Within the entries below, find the portion that opens with the line containing "PR #354, opened 2026-06-17" and closes with the line containing "### LINKED ISSUE #331: ... req_wl ...". Retype that portion exactly and only.

(Saved entries)
━━━━
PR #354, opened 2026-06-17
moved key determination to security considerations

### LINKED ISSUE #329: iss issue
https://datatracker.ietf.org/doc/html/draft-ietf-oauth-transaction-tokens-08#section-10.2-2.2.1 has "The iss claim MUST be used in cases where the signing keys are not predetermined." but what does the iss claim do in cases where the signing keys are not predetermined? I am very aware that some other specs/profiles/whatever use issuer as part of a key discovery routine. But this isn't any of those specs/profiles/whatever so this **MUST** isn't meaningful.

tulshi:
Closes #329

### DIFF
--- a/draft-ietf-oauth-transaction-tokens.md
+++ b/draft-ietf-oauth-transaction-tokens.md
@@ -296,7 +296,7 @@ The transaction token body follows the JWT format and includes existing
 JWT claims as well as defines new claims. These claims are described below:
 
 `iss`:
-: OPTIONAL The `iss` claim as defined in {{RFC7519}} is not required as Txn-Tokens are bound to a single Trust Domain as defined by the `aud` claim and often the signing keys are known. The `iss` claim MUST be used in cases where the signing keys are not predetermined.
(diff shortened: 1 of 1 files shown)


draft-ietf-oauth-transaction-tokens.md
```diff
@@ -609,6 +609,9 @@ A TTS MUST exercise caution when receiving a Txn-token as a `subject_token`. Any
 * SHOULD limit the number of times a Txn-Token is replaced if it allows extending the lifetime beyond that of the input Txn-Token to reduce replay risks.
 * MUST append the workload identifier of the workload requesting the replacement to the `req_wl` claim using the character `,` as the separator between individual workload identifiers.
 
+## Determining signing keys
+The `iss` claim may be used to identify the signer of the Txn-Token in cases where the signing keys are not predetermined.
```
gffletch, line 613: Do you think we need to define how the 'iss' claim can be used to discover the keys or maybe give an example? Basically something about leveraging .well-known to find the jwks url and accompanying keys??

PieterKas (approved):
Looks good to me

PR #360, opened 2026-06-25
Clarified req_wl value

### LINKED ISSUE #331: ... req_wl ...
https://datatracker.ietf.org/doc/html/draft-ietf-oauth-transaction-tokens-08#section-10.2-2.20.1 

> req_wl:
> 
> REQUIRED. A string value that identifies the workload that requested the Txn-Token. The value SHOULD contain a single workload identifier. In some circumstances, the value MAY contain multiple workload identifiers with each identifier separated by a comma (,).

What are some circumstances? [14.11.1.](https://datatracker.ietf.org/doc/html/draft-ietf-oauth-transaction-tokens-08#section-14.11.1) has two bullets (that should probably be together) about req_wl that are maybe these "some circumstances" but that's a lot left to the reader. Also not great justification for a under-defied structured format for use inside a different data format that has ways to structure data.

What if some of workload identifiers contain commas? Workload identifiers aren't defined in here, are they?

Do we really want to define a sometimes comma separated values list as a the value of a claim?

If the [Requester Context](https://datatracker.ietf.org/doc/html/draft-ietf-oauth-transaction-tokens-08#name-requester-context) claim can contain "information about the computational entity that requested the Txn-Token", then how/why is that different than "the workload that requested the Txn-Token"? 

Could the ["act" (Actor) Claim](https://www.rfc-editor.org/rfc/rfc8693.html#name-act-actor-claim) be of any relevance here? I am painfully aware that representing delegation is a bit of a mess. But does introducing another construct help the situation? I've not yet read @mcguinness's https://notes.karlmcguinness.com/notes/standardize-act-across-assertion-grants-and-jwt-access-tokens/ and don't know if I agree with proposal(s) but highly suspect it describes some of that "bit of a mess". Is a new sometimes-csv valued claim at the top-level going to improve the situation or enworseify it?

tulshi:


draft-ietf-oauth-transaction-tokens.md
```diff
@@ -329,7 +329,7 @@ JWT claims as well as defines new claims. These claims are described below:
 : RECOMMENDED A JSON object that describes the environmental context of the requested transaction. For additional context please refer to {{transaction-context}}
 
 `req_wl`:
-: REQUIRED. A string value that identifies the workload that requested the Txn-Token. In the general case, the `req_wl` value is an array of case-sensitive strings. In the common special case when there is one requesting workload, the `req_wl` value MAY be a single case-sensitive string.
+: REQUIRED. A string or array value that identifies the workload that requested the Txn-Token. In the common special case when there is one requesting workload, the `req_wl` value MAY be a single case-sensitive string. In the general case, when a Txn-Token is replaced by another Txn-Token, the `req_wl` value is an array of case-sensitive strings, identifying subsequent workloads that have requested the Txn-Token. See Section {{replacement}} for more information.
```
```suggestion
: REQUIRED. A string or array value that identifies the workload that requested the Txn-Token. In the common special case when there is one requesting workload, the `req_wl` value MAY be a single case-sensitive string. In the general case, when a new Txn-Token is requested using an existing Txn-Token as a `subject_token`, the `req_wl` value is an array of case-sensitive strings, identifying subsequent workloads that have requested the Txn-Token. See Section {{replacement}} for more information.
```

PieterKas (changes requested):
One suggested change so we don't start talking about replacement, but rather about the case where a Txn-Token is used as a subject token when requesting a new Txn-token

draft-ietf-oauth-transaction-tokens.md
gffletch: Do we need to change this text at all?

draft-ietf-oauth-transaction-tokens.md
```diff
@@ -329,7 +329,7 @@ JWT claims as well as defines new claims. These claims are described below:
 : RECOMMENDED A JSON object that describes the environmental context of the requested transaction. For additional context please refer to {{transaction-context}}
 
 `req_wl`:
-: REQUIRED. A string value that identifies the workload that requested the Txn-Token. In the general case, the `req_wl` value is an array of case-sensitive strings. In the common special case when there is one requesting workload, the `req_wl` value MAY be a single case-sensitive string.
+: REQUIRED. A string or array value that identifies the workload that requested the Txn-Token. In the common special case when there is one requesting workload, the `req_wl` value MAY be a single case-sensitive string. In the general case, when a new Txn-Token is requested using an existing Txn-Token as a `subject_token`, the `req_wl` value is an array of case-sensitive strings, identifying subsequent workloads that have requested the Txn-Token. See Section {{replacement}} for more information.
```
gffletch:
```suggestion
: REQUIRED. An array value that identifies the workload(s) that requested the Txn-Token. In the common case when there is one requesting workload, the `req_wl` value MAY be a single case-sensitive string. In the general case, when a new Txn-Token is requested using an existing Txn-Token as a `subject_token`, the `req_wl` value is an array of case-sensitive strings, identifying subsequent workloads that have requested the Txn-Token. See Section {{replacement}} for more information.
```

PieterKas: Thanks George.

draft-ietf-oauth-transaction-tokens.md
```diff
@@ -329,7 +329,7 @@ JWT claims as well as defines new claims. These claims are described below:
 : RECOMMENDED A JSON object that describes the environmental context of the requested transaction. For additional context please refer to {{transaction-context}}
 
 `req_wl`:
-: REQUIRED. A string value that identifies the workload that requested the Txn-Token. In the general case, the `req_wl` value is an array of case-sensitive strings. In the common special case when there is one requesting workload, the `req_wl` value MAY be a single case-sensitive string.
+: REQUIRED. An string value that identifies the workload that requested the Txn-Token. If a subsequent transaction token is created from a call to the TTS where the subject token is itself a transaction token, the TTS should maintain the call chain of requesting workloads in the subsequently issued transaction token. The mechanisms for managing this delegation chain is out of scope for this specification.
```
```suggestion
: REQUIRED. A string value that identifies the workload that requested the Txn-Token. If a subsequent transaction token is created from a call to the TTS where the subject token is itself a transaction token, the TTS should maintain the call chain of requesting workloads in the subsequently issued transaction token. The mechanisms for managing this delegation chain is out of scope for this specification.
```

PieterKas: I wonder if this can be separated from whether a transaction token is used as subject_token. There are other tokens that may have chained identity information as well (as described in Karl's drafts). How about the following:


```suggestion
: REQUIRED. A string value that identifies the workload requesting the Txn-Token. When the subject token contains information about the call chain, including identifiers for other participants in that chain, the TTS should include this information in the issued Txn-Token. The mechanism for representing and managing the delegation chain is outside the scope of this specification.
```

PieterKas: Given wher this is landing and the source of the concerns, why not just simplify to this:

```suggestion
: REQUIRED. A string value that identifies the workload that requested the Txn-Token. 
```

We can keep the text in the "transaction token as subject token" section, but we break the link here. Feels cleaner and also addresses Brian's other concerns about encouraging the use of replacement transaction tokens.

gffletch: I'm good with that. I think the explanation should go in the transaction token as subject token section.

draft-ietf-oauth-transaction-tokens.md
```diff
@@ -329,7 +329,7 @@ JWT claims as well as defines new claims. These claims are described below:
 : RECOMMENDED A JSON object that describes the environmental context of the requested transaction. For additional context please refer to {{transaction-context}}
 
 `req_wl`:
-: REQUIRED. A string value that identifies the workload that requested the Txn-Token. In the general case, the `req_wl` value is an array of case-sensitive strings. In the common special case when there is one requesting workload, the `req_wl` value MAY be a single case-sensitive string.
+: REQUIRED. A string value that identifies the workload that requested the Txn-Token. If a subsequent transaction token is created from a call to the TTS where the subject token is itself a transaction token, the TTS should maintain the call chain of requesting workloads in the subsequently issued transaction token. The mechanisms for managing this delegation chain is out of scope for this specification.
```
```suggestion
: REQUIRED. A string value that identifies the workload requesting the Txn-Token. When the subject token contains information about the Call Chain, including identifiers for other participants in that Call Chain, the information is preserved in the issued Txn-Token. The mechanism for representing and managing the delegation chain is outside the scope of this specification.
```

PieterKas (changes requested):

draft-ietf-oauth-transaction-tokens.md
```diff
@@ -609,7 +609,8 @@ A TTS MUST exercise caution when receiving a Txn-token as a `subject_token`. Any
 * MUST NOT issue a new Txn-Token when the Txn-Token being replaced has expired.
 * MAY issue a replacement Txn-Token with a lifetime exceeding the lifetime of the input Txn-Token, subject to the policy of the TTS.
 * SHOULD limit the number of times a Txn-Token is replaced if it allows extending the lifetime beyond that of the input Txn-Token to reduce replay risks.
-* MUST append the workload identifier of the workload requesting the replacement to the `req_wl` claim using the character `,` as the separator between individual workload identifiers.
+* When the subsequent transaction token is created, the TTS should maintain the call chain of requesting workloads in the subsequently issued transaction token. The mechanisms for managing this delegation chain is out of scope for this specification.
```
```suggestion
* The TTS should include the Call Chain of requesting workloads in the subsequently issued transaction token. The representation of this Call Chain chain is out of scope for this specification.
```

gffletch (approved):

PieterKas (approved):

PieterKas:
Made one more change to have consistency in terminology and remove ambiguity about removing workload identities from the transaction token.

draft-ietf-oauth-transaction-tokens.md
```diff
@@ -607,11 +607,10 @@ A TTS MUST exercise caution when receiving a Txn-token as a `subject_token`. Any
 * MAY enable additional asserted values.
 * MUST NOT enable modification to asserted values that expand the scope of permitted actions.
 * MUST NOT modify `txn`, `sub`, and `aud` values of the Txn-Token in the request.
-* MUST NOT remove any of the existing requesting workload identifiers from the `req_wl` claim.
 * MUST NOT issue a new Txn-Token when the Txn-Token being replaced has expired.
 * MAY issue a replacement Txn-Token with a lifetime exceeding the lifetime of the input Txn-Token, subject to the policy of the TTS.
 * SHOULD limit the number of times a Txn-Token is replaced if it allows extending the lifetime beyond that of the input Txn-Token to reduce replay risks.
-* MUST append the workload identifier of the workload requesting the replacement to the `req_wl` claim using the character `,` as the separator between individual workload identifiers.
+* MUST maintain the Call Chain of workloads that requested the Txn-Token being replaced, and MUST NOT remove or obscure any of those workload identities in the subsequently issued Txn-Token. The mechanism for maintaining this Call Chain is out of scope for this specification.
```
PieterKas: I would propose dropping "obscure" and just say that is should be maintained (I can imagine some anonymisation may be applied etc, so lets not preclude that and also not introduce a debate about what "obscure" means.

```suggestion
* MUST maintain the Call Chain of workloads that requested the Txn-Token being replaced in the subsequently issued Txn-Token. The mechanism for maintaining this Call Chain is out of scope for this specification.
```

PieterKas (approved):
━━━━
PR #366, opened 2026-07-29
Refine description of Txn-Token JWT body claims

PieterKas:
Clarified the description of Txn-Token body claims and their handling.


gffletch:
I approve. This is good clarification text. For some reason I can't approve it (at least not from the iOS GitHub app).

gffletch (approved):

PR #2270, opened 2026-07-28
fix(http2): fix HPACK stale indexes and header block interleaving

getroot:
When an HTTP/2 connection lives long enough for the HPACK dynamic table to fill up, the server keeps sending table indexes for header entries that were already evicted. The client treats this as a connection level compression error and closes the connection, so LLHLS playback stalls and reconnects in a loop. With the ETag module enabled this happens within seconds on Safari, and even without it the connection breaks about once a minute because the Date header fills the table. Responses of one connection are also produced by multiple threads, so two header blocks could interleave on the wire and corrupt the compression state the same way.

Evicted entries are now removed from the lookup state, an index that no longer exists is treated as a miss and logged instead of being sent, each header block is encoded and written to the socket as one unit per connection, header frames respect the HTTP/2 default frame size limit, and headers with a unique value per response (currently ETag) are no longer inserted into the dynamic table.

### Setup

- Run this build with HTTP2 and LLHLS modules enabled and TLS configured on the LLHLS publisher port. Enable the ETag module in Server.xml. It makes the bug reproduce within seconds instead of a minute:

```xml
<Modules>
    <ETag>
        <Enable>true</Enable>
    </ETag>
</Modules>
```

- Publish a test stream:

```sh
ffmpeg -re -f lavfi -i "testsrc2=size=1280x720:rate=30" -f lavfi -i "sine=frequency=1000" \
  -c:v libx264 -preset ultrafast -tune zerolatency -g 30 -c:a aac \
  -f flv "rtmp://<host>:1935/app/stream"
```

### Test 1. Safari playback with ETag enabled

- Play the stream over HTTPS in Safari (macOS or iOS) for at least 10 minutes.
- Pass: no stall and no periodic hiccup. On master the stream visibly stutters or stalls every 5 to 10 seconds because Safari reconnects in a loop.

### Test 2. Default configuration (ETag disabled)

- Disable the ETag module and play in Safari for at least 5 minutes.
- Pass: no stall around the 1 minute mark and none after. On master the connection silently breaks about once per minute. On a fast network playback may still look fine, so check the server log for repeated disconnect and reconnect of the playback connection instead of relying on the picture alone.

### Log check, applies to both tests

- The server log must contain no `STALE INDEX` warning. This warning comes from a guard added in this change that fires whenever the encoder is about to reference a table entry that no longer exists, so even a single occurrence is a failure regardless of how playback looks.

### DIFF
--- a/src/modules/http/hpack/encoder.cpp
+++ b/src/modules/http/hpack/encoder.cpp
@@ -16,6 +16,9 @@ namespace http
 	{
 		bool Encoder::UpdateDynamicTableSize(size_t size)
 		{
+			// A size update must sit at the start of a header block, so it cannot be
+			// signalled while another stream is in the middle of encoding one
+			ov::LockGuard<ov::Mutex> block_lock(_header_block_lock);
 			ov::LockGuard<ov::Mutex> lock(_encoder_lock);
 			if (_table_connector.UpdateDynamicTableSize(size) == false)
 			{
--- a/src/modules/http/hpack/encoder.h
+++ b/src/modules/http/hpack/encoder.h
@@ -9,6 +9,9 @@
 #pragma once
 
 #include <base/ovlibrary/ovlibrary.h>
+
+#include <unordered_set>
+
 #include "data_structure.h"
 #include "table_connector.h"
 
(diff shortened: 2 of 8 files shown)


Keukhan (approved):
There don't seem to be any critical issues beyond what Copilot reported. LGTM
━━━━
### Solution for this exercise
PR #354, opened 2026-06-17
moved key determination to security considerations

### LINKED ISSUE #329: iss issue
https://datatracker.ietf.org/doc/html/draft-ietf-oauth-transaction-tokens-08#section-10.2-2.2.1 has "The iss claim MUST be used in cases where the signing keys are not predetermined." but what does the iss claim do in cases where the signing keys are not predetermined? I am very aware that some other specs/profiles/whatever use issuer as part of a key discovery routine. But this isn't any of those specs/profiles/whatever so this **MUST** isn't meaningful.

tulshi:
Closes #329

### DIFF
--- a/draft-ietf-oauth-transaction-tokens.md
+++ b/draft-ietf-oauth-transaction-tokens.md
@@ -296,7 +296,7 @@ The transaction token body follows the JWT format and includes existing
 JWT claims as well as defines new claims. These claims are described below:
 
 `iss`:
-: OPTIONAL The `iss` claim as defined in {{RFC7519}} is not required as Txn-Tokens are bound to a single Trust Domain as defined by the `aud` claim and often the signing keys are known. The `iss` claim MUST be used in cases where the signing keys are not predetermined.
(diff shortened: 1 of 1 files shown)


draft-ietf-oauth-transaction-tokens.md
```diff
@@ -609,6 +609,9 @@ A TTS MUST exercise caution when receiving a Txn-token as a `subject_token`. Any
 * SHOULD limit the number of times a Txn-Token is replaced if it allows extending the lifetime beyond that of the input Txn-Token to reduce replay risks.
 * MUST append the workload identifier of the workload requesting the replacement to the `req_wl` claim using the character `,` as the separator between individual workload identifiers.
 
+## Determining signing keys
+The `iss` claim may be used to identify the signer of the Txn-Token in cases where the signing keys are not predetermined.
```
gffletch, line 613: Do you think we need to define how the 'iss' claim can be used to discover the keys or maybe give an example? Basically something about leveraging .well-known to find the jwks url and accompanying keys??

PieterKas (approved):
Looks good to me

PR #360, opened 2026-06-25
Clarified req_wl value

### LINKED ISSUE #331: ... req_wl ...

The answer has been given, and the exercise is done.